------ GIVEN RECORDS ------

PR #762, opened 2025-05-01
Serialize/deserializing Flows and Nodes

SavagePencil:
This is part of standardizing our workflow saving/loading. This adds requests to serialize a Node or a Flow.

This serializes a Node as a series of commands to create the node, modify it's parameters/elements, and commands to set values on it.

It can serialize a Flow by serializing each Node owned by the Flow, then the Connections, etc.

Deserialization executes the commands from the serialized objects in the correct order-of-operations.

You can test this by doing the following in the script editor:
```
from griptape_nodes.retained_mode.events.flow_events import SerializeFlowToCommandsRequest, DeserializeFlowFromCommandsRequest
serialized_flow_request = SerializeFlowToCommandsRequest(flow_name=flow_name, include_create_flow_command=False)
serialized_flow_result = api.handle_request(serialized_flow_request)
deserialized_flow_request = DeserializeFlowFromCommandsRequest(serialized_flow_result.serialized_flow_commands)
deserialized_flow_result = api.handle_request(deserialized_flow_request)
```

This will duplicate all objects in the current flow, like a big copy/paste.

Parameter values are a tricky one. This now maintains a unique set of values that are indexed by the serialized objects. Next steps will be to find a way to reliably serialize these into workflows without hitting all the issues we've struck so far.


collindutter (commented):
I don't _fully_ understand what is going on in the larger methods here but overall looks fine. Though now that `griptape_nodes.py` is broken up into separate modules, can we break up our functions a bit more to avoid the complexity warnings?

collindutter (approved):

PR #779, opened 2025-05-01
refactor: make "Node hasn't begun yet" text placeholder text

collindutter:
This should be an actual value, streamed values are appended to it


shhlife (approved):
ayup

Issue #728, opened 2025-04-29
Transplant the empty prompt validation logic from Create Image to other nodes (see inside for specification) possibly others


SavagePencil:

collindutter:
@shhlife can you please elaborate a bit on the intended functionality here?

PR #780, opened 2025-05-01
Jason/validate_empty_prompt

shhlife:
updates the create_image node and agent and provides a new `validate_empty_parameter` method 

Will update with new method names when we have them ready

fixes: #728


nodes/griptape_nodes_library/image/create_image.py
```diff
@@ -104,17 +109,22 @@ def validate_node(self) -> list[Exception] | None:
...
 
     def process(self) -> AsyncResult:
         # Get the parameters from the node
         params = self.parameter_values
+
+        # Validate that we have a prompt.
+        prompt = params.get("prompt", "")
+        if prompt == "":
+            msg = f"Prompt is empty for {self.name}. Please provide a prompt to create an image."
+            raise ValueError(msg)
```
SavagePencil, line 126: Two Qs:
1. Any reason we don't call validate_empty_parameter again?
2. If we DON'T want to call validate_empty_parameter, we should check for isspace()

src/griptape_nodes/exe_types/node_types.py
```diff
@@ -440,6 +440,27 @@ def process[T](self) -> AsyncResult | None:
...
+    """
+    def validate_node(self) -> list[Exception] | None:
+        exceptions = []
+        prompt_error = self.validate_empty_parameter(param="prompt", additional_msg="Please provide a prompt to generate an image.")
+        if prompt_error:
+            exceptions.append(prompt_error)
+        return exceptions if exceptions else None
+    """
+
+    def validate_empty_parameter(self, param: str, additional_msg: str = "") -> list[Exception] | None:
```
SavagePencil, line 456: I think this should return just a single Exception vs. a list. See above for reasoning.

nodes/griptape_nodes_library/image/create_image.py
```diff
@@ -104,17 +109,22 @@ def validate_node(self) -> list[Exception] | None:
...
 
         # Validate that we have a prompt.
-        prompt_value = self.parameter_values.get("prompt", None)
-        # Ensure no empty prompt; if there's an input connection to this Parameter, that will be OK though.
-        if (not prompt_value or prompt_value.isspace()) and (not self._has_connection_to_prompt):
-            msg = "No prompt was provided. Cannot generate an image without a valid prompt."
-            exceptions.append(ValueError(msg))
+        prompt_error = self.validate_empty_parameter(param="prompt")
+        if prompt_error and not self._has_connection_to_prompt:
+            exceptions.append(prompt_error)
```
SavagePencil, line 114: exceptions is a list, and prompt_error is coming back as a list, as well. Either use `extend` instead of `append` here, or change the return value of `validate_empty_parameter` to be `Exception | None` instead of `list[Exception] | None`. I think I favor the latter, as it truly is a prompt error instead of a prompt errorS

SavagePencil (changes requested):

nodes/griptape_nodes_library/image/create_image.py
shhlife: Nah, that's a good idea. I should! I'll update that.

src/griptape_nodes/exe_types/node_types.py
shhlife: 100% agreed - I'll adjust that either tonight or tomorrow morning

nodes/griptape_nodes_library/image/create_image.py
shhlife: yep, good cals - will update all this

shhlife: Updated validate_empty_parameter to retunr an Exception or None

SavagePencil (approved):

PR #783, opened 2025-05-01
feat: add cycle detection

### LINKED ISSUE #705: Loop detection is not working and causes execution failures

collindutter:
image

Closes #705

### DIFF
--- a/src/griptape_nodes/machines/node_resolution.py
+++ b/src/griptape_nodes/machines/node_resolution.py
@@ -135,7 +135,11 @@ class EvaluateParameterState(State):
         if next_node:
             next_node, _ = next_node
         if next_node and next_node.state == NodeResolutionState.UNRESOLVED:
-            # Already handles cycles with state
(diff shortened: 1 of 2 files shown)


src/griptape_nodes/machines/node_resolution.py
```diff
@@ -135,7 +135,11 @@ def on_update(context: ResolutionContext) -> type[State] | None:
         if next_node:
             next_node, _ = next_node
         if next_node and next_node.state == NodeResolutionState.UNRESOLVED:
-            # Already handles cycles with state
+            focus_stack_names = {focus.node.name for focus in context.focus_stack}
+            if next_node.name in focus_stack_names:
+                msg = f"Cycle detected between node '{current_node.name}' and '{next_node.name}'."
+                raise RuntimeError(msg)
```
SavagePencil, line 141: this is good for now, we may want to just halt and run with the cycle we have later.

SavagePencil (approved):

PR #815, opened 2025-05-02
add Settings > Copy Path to Settings to FAQ

griptapeOsipa:
----
📚 Documentation preview 📚: https://griptape-nodes--815.org.readthedocs.build/en/815/


collindutter (commented):
Should we also add a bit about `gtn config`?

PR #816, opened 2025-05-02
refactor!: change `gtn config` to `gtn config show`

collindutter:
The implicit subcommand behavior of `gtn config` was inconsistent with other commands

### DIFF
--- a/src/griptape_nodes/__init__.py
+++ b/src/griptape_nodes/__init__.py
@@ -120,6 +120,7 @@ def _get_args() -> argparse.Namespace:
         metavar="SUBCOMMAND",
         required=True,
     )
+    config_subparsers.add_parser("show", help="Show configuration values.")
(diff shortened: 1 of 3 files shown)


src/griptape_nodes/__init__.py
```diff
@@ -120,6 +120,7 @@ def _get_args() -> argparse.Namespace:
         metavar="SUBCOMMAND",
         required=True,
     )
+    config_subparsers.add_parser("show", help="Show configuration values.")
```
SavagePencil, line 123: do we need corresponding doc updates

SavagePencil (approved):

src/griptape_nodes/__init__.py
collindutter: Nvm that got merged already. Will update in this PR.

PR #823, opened 2025-05-02
Fix Auto Restart

collindutter:
Use `os.execvp` rather than creating subprocesses.

### DIFF
--- a/src/griptape_nodes/updater/__init__.py
+++ b/src/griptape_nodes/updater/__init__.py
@@ -8,6 +8,7 @@ Usage:
 from __future__ import annotations
 
 import argparse
+import os
 import subprocess
 
 from rich.console import Console
@@ -56,11 +57,7 @@ def _restart_engine() -> None:
     """Restarts the engine."""
     console.print("[bold green]Restarting engine...[/bold green]")
     try:
-        subprocess.run(  # noqa: S603
-            ["griptape-nodes"],  # noqa: S607
-            text=True,
-            check=True,
-        )
+        os.execvp("griptape-nodes", ["griptape-nodes"])  # noqa: S606, S607
     except subprocess.CalledProcessError as e:
         console.print(f"[bold red]Error during restart: {e}[/bold red]")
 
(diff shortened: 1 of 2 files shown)


src/griptape_nodes/updater/__init__.py
```diff
@@ -56,10 +56,9 @@ def _restart_engine() -> None:
     """Restarts the engine."""
     console.print("[bold green]Restarting engine...[/bold green]")
     try:
-        subprocess.run(  # noqa: S603
+        subprocess.Popen(  # noqa: S603
             ["griptape-nodes"],  # noqa: S607
-            text=True,
-            check=True,
+            start_new_session=True,
```
dylanholmes, line 61: Are you sure this is what you want? huddle maybe?

dylanholmes: If you do `start_new_session=True`, won't that end up creating a detached background process (e.g. can't intuitively do ctrl-c)?

Like that seems worse

Maybe you want `os.execvp` ?

collindutter: You might be right. But we _do_ want it here, right? https://github.com/griptape-ai/griptape-nodes/blob/5ed272823b926716c6e5135ce73c2a2ca18d90f4/src/griptape_nodes/__init__.py?plain=1#L247

What about just setting to False?

dylanholmes: I think false is the default (creates a subprocess), which is what I observed in top

dylanholmes: oh, this is existing code?

dylanholmes: yeah, remove that arg

collindutter: Ok so we want False (default) in both instances?

collindutter: Replaced both instances with `execvp` and it seems to be working well. Also resolved issue where my shell wouldn't rerender after an update.

SavagePencil (approved):
Time to do the "FO" part

PR #880, opened 2025-05-02
refactor: painfully add github links to ALL TODOs

collindutter:
Removes [TD003](https://docs.astral.sh/ruff/rules/missing-todo-link/). Ignores TD002 since the assignee should live on Github.


SavagePencil (approved):
wish I was dead after viewing this

PR #885, opened 2025-05-02
feat: automatically install git on windows

collindutter:


SavagePencil (commented):
Are there any guards we can put around this to check the results

collindutter:
Going to publish the package to pypi to avoid git entirely.

PR #911, opened 2025-05-02
feat: make installers POP

collindutter:
Don't know if we have any open issues for this. Yes I tested on windows.


SavagePencil (approved):
some bay area love with some E-40 for our pal @collindutter https://www.youtube.com/watch?v=RwaDMe6Kr4g

PR #920, opened 2025-05-03
fix: switch process before uninstalling self

collindutter:
New way of uninstallation that should work on Windows. ~Need to test on Windows~worx


SavagePencil:
linnnnnnnnnt

SavagePencil (approved):

PR #3422, opened 2025-12-09
Support for multi-image Seedream outputs

andrewfrench:
This PR extends UI support for multi-image generation to the Seedream image generation node after releasing backend support. The approach here (one primary image output and an image URL artifact list output) is the same approach from the Google Image Generation/Nano Banana node.

### DIFF
--- a/libraries/griptape_nodes_library/griptape_nodes_library/image/seedream_image_generation.py
+++ b/libraries/griptape_nodes_library/griptape_nodes_library/image/seedream_image_generation.py
@@ -105,8 +105,8 @@ class SeedreamImageGeneration(SuccessFailureNode):
     Outputs:
         - generation_id (str): Generation ID from the API
         - provider_response (dict): Verbatim provider response from the model proxy
-        - image_1 (ImageUrlArtifact): First generated image (always visible)
-        - image_2, image_3, ..., image_N (ImageUrlArtifact): Additional images (shown when API returns multiple images)
+        - image_url (ImageUrlArtifact): First generated image (always visible, backwards compatible)
+        - image_url_2, image_url_3, ..., image_url_N (ImageUrlArtifact): Additional images (shown when API returns multiple images)
         - was_successful (bool): Whether the generation succeeded
         - result_details (str): Details about the generation result or error
     """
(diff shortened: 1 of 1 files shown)


shhlife (changes requested):
I couldn't get it to output multiple images.. I tried passing it in the prompt, but it only output a single image.

example:

```
generate 4 images of a wombat in different clothing. Mid-century modern children’s book illustration style. retro character design.
```
image

This generated a single image with 4 different views..

So I tried an example from their website:

```
refer to this image. Generate 3 different images from different views: 360-degree overhead view, an elevated view, and a back view. Don't change the girls appearance or outfit.
```

It also created just a single image with 3 different views.

Image

How do we get it to output multiple images? would it be possible to have a slider and force it?

andrewfrench:
@shhlife just added a slider - but that's to set a maximum, we can't force the model to generate a particular number of images. Weird, right?! The good news is the prod deployment on the cloud side just finished and my tests are showing multiple images generated. Can you try again?

image

libraries/griptape_nodes_library/griptape_nodes_library/image/seedream_image_generation.py
shhlife: I wonder if we could force a prompt to contain information with the correct number of images if we give an agent the prompt and tell it to modify the prompt to support *n* number of images?

We could use `gpt-4.1-mini` to modify it, and give it a rule like:

```python
agent = Agent(
  rules=[
    Rule("Always modify prompts to include language like 'Create a set of 4 images ..'"),
    Rule("Only output the modified prompt.")]   

```

then we give the agent the prompt with something like:

```python
Agent.run(f"Modify the following prompt to output {max_images} images: {prompt}")
```

That might update any language the user sends with the correct prompt to output the right number of images.

shhlife:
> @shhlife I've updated this to render an output parameter for each generated image, the number of which is determined by what the model returns. There's also now a slider to limit the number of images the model can return, which in turn limits the cost of the generation to the user.
> 
> I'd recommend we don't modify the user's prompt, at least for now in this PR. I'm happy to have that conversation but I know people are particular about their prompts, let's focus on enabling this functionality.

Okay, created a new ticket for it https://github.com/griptape-ai/griptape-nodes/issues/3435

shhlife (approved):

shhlife (approved):
works beautifully

Image

PR #3443, opened 2025-12-10
Fix For Each upstream resolution

kateforsberg13:
When clicking "run selected node" on a node downstream of a for each loop, we were getting weird behavior and not seeing the loops execute fully. 
This should fix those errors in PARALLEL MODE.


SavagePencil (approved):
worked for me on mega flow

PR #3450, opened 2025-12-12
ForEachGroup Node

### LINKED ISSUE #3408: Loop Groups!

zachgiordano:
* ForEachGroup Node
  * Supports sequential and parallel runs of loop iterations
  * Does NOT yet support all features of the ForEach nodes (break loop, skip_iteration, etc) 
    * Can create follow up issues 

Closes #3408

### DIFF
--- a/src/griptape_nodes/common/node_executor.py
+++ b/src/griptape_nodes/common/node_executor.py
@@ -1264,10 +1264,10 @@ class NodeExecutor:
         # Get execution environment
         execution_type = node.get_parameter_value(node.execution_environment.name)
 
-        # Check if we should run in parallel (default is sequential/False)
-        run_in_parallel = node.get_parameter_value("run_in_parallel")
+        # Check if we should run in order (default is sequential/True)
+        run_in_order = node.get_parameter_value("run_in_order")
 
-        if not run_in_parallel:
+        if run_in_order:
             # Sequential execution
             await self._handle_sequential_iterative_group_execution(node, execution_type)
             return
--- a/libraries/griptape_nodes_library/griptape_nodes_library/execution/for_each_group.py
+++ b/libraries/griptape_nodes_library/griptape_nodes_library/execution/for_each_group.py
@@ -30,7 +30,7 @@ class ForEachGroupNode(BaseIterativeNodeGroup):
         results (output, right): Collected results from all iterations
 
     The node supports both sequential and parallel execution modes via the
-    'run_in_parallel' property, and can execute locally, in a private subprocess,
+    'run_in_order' property, and can execute locally, in a private subprocess,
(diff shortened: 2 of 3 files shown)


src/griptape_nodes/common/node_executor.py
```diff
@@ -1234,6 +1281,570 @@ async def handle_loop_execution(self, node: BaseIterativeEndNode) -> None:
...
+        if package_result is None:
+            logger.info("Empty iterative group '%s' - no child nodes to execute", node.name)
+            node._output_results_list()
+            return
+
+        # Get parameter values per iteration
+        parameter_values_per_iteration = self._get_merged_parameter_values_for_iterative_group(node, package_result)
+
+        # Execute iterations sequentially based on execution environment
+        if execution_type == LOCAL_EXECUTION:
```
SavagePencil: match/case plz

src/griptape_nodes/common/node_executor.py
```diff
@@ -1234,6 +1282,572 @@ async def handle_loop_execution(self, node: BaseIterativeEndNode) -> None:
...
+        for endflow_param_name, original_node_param in end_node_param_mappings.items():
+            if (
+                original_node_param.node_name == source_node_name
+                and original_node_param.parameter_name == source_param_name
+            ):
+                return endflow_param_name
+
+        return None
+
+    async def _execute_iterative_group_iterations_locally(
```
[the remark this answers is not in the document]
zachgiordano: Good call! We don't. The Protocol class was a bit more complicated in my testing when I was trying to also add the break_loop and other functionality, but I simplified this PR to start with the basic functionality, so the Protocol class became useless. I updated this PR with what you're saying, and ditched the Protocol class and wrappers entirely.

src/griptape_nodes/common/node_executor.py
```diff
@@ -1234,6 +1241,325 @@ async def handle_loop_execution(self, node: BaseIterativeEndNode) -> None:
...
+        if total_iterations == 0:
+            logger.info("No iterations for empty iterative group '%s'", node.name)
+            node._output_results_list()
+            return
+
+        # Get execution environment
+        execution_type = node.get_parameter_value(node.execution_environment.name)
+
+        # Check if we should run in parallel (default is sequential/False)
+        run_in_parallel = node.get_parameter_value("run_in_parallel")
```
kateforsberg13: this will be a quick merge conflict thing - but the new parameter name is `run_in_order`, and when it's True, we run sequentially, and when it's false, we run in parallel.

kateforsberg13 (approved):
looks good to me - you may run into a bit of a merge conflict with the run in order stuff as a warning, but this looks right

PR #3465, opened 2025-12-15
feat: produce file system paths rather than static server URLs when saving static files

collindutter:
## Problem

`StaticFilesManager.save_static_file` is the primary method for nodes to save output assets. Currently, this method returns a URL based on the user's configured Storage Backend (e.g., `http://localhost:8124/workspace/my-image.png`).

While convenient for the editor—since browsers can display these URLs directly—this approach has several issues:

1. **Confusing abstraction**: The URL format obscures the actual file system location. Users seeing `http://localhost:8124/workspace/my-image.png` have no visibility into where the file actually exists on their computer.

2. **Unnecessary overhead**: Nodes consuming these output assets must make HTTP GET requests to retrieve them. This adds overhead and prevents node authors from treating file paths as simple file paths.

3. **URL expiration**: Storage backends like `gtc` return pre-signed URLs that expire. Once expired, there's no straightforward way to generate a new URL.

## Solution

Update `StaticFilesManager.save_static_file` to return file paths instead of URLs. While this change appears simple, it has significant implications:

1. **Browser compatibility**: Browsers cannot display file system paths directly in image tags. To address this, the UI has been updated to generate pre-signed URLs when displaying paths (see [griptape-ai/griptape-vsl-gui/pull/1615]).

2. **Legacy node support**: Many existing nodes expect static server URLs and use `httpx` or `requests` to make HTTP GET requests. Rather than updating all these implementations (which would be time-consuming and error-prone), I've monkey-patched `requests` and `httpx` to support `file://` URIs.

## Future Work

- Define a new file interface to replace `StaticFilesManager.save_static_file`.
  - Do we need a read file equivalent?
  - Are `OSManager` `ReadFileRequest`/`WriteFileRequest` what we want to use going forward?
- Update all nodes to use the new interface.

### DIFF
--- a/src/griptape_nodes/utils/griptape_cloud_utils.py
+++ b/src/griptape_nodes/utils/griptape_cloud_utils.py
@@ -1,0 +1,132 @@
+"""Utilities for working with Griptape Cloud asset URLs."""
+
+import logging
+import os
+from collections.abc import Callable
+from typing import Any
+from urllib.parse import urljoin, urlparse
+
+logger = logging.getLogger("griptape_nodes")
+
+
+def is_cloud_asset_url(url_str: str) -> bool:
+    """Check if URL is a Griptape Cloud asset URL with domain validation.
+
+    Detects URLs matching pattern: https://cloud.griptape.ai/buckets/{id}/assets/{path}
+    Validates domain matches expected cloud domain (default: cloud.griptape.ai).
+
+    Args:
+        url_str: String to check
+
+    Returns:
+        True if url_str is a valid cloud asset URL
+    """
+    # Fast negative checks first
+    if not url_str:
+        return False
+
+    # Must be a full URL with scheme
+    if not url_str.startswith(("http://", "https://")):
+        return False
+
+    # Parse URL to check domain
+    parsed = urlparse(url_str)
+    domain = parsed.netloc.lower()
+
+    # Get expected cloud domain from environment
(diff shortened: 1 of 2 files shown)


src/griptape_nodes/bootstrap/workflow_publishers/utils/subprocess_script.py
```diff
@@ -3,6 +3,10 @@
 from argparse import ArgumentParser
 
 from griptape_nodes.bootstrap.workflow_publishers.local_workflow_publisher import LocalWorkflowPublisher
+from griptape_nodes.utils import install_file_url_support
+
+# Install file:// URL support for httpx/requests in subprocess
+install_file_url_support()
```
SavagePencil: any updates needed for cloud/deadline publishing? @zachgiordano

src/griptape_nodes/utils/path_utils.py
```diff
@@ -0,0 +1,52 @@
+"""Path utility functions."""
+
+from pathlib import Path
+
+
+def resolve_workspace_path(path: Path, workspace_directory: Path) -> Path:
```
SavagePencil: is this code replicated anywhere already?

collindutter: Let's find out

SavagePencil (approved):

PR #3467, opened 2025-12-15
Catch get_git_remote. Fix other issues discovered when publishing

zachgiordano:
Encountered some issues when running published workflows in remote environments:

```
2025/12/12 14:52:56-08:00 ERROR:griptape_nodes:Failed to load libraries from configuration: Error getting git remote for /sessions/session-22dc62774a774f8694a96787d50026dcm_j7y8it/assetroot-fb20bbab4a60c704db47/assets/libraries/griptape-nodes-library-standard: /sessions/session-22dc62774a774f8694a96787d50026dcm_j7y8it/assetroot-fb20bbab4a60c704db47/assets/libraries/griptape-nodes-library-standard/.git/: repository path '/sessions/session-22dc62774a774f8694a96787d50026dcm_j7y8it/assetroot-fb20bbab4a60c704db47/assets/libraries/griptape-nodes-library-standard' is not owned by current user
```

------

**WORK TO BE COMPLETED:** Search the entries for the word "urlparse" and pick out every line that holds it.

**TASK RESULT:**
+from urllib.parse import urljoin, urlparse
+    parsed = urlparse(url_str)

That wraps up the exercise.